Supplied material below:

PR #58, opened 2019-02-09
Add reinterpret_cast to call sites of hipHostMalloc

whchung:
To cope with potential upcoming changes in HIP runtime API where `hipMalloc` and `hipHostMalloc` becomes pure C functions, `reinterpret_cast<void**>()` must be introduced to properly match HIP interface.


whchung:
After discussion with stakeholders in HIP, it has been decided to tweak HIP headers. Therefore changes proposed in this PR is no longer needed.

PR #70, opened 2019-05-23
Add RCCL primitive testing

wenkaidu:


gilbertlee-amd:
Is there any way for us to include the "current" collective device code in use within the RCCL library instead of copy_kernel.h?

wenkaidu:
The key function is copy exact from src/collectives/device/common_kernel.h:
__device__ inline void ReduceCopy128b( const int w, const int nw, const int t,
    Pack128 * src0, Pack128 * src1, Pack128 * dest0, Pack128 * dest1,
    const int N) {

gilbertlee-amd:
> The key function is copy exact from src/collectives/device/common_kernel.h:
> device inline void ReduceCopy128b( const int w, const int nw, const int t,
> Pack128 * src0, Pack128 * src1, Pack128 * dest0, Pack128 * dest1,
> const int N) {

Yes - does this mean we can just include it, instead of making a copy?  That way if we change things, we don't need to synchronize with this one?

wenkaidu:
Both approach has plus and minus. Current approach is a simple portable test utilities can be easily used anywhere. While common_kernel.h includes core.h and introduces too many dependencies. I would prefer keep it simple for now.

PR #72, opened 2019-05-24
Increase number of rings with XGMI connection

wenkaidu:
Improve throughput for about 20%. Also remove P2P over PCIe which was
left enabled at initial release.

Signed-off-by: Wenkai Du <wenkai.du@amd.com>


jeffdaily:
What, if any, performance impact will this change make when `link_type != HSA_AMD_LINK_INFO_TYPE_XGMI`?

wenkaidu:
Performance will be worse on machines which have PCIe P2P.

End of Supplied material.

*Task prompt*.
Read the entries and select each line where the word "which" is found.

*Exercise solution*.
Improve throughput for about 20%. Also remove P2P over PCIe which was
Performance will be worse on machines which have PCIe P2P.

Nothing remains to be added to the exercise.